*** Opening Supplied records ***

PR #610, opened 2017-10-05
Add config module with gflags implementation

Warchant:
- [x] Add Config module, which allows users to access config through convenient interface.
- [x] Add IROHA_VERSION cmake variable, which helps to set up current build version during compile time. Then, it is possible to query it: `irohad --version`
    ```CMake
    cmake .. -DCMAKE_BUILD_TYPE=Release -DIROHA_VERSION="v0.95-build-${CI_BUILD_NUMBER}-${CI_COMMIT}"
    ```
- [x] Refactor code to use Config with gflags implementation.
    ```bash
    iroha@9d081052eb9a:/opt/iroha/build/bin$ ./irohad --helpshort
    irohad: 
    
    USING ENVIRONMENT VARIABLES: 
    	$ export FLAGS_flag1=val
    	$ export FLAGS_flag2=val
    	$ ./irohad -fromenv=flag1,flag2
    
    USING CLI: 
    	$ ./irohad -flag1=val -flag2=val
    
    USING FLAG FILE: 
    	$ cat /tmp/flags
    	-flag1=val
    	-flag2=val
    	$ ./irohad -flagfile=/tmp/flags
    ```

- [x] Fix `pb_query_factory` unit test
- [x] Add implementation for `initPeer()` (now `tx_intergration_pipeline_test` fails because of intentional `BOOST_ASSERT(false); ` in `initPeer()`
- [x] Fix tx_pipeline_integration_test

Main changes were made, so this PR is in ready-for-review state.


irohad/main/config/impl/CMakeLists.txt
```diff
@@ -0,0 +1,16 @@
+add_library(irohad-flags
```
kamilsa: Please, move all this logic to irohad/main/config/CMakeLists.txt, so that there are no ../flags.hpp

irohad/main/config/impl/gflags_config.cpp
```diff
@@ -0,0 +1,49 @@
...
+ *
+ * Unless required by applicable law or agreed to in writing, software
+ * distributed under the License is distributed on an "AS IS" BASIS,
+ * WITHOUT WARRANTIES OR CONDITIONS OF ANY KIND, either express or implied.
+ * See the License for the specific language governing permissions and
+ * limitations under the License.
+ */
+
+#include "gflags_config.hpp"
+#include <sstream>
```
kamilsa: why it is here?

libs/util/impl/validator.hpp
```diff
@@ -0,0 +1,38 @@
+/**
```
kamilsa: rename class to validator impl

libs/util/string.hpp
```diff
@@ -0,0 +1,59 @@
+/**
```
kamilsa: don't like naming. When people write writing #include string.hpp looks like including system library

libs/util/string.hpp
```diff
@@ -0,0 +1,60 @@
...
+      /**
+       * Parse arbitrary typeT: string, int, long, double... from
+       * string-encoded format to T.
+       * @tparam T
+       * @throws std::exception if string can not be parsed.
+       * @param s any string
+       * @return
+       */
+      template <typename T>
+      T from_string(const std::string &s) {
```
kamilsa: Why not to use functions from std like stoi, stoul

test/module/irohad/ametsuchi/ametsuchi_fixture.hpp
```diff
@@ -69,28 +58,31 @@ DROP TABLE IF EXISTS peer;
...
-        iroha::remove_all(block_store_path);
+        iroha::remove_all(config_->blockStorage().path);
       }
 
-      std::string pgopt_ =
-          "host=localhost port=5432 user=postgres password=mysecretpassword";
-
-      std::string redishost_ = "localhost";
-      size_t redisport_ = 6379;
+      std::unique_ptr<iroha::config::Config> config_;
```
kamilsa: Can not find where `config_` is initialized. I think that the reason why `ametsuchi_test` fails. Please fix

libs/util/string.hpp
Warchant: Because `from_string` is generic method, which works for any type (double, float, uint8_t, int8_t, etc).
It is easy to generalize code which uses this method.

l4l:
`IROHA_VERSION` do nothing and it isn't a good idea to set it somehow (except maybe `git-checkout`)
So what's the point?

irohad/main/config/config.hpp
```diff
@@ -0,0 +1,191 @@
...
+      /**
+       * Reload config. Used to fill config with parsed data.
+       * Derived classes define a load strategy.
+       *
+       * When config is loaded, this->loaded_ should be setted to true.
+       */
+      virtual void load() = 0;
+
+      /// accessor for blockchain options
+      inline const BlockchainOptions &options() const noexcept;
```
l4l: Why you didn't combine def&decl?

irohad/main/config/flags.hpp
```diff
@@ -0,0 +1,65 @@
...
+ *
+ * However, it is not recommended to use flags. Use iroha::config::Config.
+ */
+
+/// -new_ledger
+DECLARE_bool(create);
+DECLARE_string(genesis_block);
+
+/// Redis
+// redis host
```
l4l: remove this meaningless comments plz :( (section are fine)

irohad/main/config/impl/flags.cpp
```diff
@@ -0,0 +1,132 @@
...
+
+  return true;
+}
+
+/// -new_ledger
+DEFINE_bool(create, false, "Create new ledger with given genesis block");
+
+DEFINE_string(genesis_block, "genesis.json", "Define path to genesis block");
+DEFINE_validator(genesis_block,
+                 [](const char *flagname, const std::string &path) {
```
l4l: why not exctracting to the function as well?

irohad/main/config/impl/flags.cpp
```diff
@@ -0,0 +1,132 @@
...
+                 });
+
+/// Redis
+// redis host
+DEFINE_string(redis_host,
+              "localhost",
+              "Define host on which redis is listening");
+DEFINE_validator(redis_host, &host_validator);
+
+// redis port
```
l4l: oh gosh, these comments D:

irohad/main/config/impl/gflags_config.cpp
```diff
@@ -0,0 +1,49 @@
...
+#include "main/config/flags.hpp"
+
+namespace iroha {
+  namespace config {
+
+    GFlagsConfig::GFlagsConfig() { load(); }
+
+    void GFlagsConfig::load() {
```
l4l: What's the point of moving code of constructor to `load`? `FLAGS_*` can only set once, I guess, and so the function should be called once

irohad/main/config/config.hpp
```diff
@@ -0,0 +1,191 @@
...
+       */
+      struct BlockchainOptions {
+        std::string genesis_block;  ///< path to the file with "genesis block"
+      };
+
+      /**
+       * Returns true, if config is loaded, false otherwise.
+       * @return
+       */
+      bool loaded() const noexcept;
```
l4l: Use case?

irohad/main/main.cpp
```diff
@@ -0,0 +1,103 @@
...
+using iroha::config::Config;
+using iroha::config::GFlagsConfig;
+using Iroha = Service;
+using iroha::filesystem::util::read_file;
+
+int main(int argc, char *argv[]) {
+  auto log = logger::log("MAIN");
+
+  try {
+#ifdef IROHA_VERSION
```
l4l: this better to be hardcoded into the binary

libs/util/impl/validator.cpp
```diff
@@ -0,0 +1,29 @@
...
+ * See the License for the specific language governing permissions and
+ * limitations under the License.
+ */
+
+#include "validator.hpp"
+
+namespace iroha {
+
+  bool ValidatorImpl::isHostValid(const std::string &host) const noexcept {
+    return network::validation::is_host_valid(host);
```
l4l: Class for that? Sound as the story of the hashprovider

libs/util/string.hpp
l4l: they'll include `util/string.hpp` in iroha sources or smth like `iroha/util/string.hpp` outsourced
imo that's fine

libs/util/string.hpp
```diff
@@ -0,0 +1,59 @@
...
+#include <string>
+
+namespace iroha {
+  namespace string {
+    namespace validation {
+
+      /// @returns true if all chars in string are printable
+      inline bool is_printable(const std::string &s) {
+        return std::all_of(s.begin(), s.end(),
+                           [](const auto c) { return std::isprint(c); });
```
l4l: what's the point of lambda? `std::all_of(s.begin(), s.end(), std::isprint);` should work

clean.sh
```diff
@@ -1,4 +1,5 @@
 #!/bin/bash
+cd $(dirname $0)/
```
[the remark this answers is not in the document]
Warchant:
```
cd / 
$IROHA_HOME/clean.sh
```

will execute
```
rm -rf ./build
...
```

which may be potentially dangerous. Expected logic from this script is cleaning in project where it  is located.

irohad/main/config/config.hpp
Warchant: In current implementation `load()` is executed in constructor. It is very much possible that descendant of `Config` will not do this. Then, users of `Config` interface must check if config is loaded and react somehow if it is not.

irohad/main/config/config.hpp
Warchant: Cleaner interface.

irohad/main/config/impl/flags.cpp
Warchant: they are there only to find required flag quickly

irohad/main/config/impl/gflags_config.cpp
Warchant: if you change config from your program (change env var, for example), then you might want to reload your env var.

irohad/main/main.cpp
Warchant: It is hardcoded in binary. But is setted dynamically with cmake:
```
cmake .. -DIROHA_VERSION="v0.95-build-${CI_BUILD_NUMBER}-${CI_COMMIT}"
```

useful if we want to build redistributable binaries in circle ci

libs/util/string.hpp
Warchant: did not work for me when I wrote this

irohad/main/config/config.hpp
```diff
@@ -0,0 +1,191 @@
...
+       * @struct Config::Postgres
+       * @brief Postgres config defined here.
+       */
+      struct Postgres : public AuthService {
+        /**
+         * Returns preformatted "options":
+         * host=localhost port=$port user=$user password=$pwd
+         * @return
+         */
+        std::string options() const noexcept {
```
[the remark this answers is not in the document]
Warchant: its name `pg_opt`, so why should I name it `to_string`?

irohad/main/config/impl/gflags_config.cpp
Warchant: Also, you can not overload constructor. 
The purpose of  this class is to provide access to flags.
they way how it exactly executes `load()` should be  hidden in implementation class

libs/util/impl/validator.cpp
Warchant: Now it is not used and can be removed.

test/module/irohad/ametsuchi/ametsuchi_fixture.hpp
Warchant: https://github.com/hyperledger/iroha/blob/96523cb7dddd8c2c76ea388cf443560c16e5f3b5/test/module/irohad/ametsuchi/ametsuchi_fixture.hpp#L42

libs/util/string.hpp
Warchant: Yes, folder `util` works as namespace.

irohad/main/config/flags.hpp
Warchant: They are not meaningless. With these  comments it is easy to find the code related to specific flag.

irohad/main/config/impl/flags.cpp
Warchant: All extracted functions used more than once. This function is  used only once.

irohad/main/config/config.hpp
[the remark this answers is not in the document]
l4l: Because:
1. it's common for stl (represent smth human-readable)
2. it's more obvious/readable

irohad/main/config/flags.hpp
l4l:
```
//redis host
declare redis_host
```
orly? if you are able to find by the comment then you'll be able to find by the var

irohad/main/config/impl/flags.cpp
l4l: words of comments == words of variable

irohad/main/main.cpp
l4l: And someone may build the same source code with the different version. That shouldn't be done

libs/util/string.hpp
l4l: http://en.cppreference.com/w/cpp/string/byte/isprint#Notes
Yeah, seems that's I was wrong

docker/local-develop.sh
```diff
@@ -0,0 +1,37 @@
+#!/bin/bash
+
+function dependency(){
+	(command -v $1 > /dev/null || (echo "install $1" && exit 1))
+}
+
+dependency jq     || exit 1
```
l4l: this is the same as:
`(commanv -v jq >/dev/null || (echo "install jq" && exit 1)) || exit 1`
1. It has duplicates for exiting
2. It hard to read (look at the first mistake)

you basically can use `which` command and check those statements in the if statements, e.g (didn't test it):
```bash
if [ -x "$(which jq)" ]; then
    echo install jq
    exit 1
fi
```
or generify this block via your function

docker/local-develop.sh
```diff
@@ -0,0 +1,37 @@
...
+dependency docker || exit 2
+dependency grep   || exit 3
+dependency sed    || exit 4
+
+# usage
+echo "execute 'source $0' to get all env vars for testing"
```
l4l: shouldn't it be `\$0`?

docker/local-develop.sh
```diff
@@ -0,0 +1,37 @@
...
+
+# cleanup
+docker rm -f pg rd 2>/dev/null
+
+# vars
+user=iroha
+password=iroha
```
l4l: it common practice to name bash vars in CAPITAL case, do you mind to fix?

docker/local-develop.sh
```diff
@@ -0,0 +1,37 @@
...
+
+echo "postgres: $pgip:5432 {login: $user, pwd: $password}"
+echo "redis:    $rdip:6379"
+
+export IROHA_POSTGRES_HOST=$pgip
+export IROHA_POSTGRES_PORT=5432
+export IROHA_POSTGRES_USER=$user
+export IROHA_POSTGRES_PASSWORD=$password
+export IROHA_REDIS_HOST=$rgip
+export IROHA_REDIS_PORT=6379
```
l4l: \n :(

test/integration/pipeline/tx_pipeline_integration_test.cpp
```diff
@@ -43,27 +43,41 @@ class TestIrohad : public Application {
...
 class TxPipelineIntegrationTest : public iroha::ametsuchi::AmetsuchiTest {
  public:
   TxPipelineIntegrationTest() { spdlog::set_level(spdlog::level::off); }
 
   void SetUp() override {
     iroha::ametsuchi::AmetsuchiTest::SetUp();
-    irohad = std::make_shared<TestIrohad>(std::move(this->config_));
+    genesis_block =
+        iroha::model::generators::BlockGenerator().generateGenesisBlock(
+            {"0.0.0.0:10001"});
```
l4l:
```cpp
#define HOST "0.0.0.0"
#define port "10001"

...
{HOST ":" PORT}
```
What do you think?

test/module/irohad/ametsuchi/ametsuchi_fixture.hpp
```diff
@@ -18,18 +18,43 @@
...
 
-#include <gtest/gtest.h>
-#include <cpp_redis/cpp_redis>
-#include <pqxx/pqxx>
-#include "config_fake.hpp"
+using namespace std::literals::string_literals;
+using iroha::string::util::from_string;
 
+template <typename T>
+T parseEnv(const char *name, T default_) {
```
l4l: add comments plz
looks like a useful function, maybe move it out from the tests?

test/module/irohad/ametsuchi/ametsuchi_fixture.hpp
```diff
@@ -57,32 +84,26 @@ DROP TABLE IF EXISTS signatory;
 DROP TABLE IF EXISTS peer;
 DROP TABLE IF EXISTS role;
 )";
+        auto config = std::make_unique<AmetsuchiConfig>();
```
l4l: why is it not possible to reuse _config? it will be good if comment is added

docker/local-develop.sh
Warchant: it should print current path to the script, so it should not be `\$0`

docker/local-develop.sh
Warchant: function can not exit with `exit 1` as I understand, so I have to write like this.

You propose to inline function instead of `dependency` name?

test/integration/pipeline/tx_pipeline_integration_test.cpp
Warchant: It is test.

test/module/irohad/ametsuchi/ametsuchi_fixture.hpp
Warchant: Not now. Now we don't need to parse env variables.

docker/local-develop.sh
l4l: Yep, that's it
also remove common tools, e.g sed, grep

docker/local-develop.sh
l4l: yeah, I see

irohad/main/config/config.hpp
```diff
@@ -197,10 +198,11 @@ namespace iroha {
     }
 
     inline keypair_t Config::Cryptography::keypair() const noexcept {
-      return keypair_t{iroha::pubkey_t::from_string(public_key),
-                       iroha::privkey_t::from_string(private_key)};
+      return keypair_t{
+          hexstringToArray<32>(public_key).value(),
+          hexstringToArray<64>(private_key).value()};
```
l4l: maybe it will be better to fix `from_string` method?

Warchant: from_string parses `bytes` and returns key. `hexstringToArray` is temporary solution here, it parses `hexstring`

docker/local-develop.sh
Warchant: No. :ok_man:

*** Closing Supplied records ***
*** Opening Supplied records ***

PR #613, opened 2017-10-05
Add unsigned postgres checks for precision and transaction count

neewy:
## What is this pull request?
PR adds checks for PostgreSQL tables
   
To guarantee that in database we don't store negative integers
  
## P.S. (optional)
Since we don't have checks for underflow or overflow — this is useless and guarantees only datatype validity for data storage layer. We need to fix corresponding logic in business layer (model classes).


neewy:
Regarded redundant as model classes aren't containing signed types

*** Closing Supplied records ***

__Exercise brief__. Looking through the data above, copy out each line in which the string "kamilsa" occurs.

__Reply to the exercise__.
kamilsa: Please, move all this logic to irohad/main/config/CMakeLists.txt, so that there are no ../flags.hpp
kamilsa: why it is here?
kamilsa: rename class to validator impl
kamilsa: don't like naming. When people write writing #include string.hpp looks like including system library
kamilsa: Why not to use functions from std like stoi, stoul
kamilsa: Can not find where `config_` is initialized. I think that the reason why `ametsuchi_test` fails. Please fix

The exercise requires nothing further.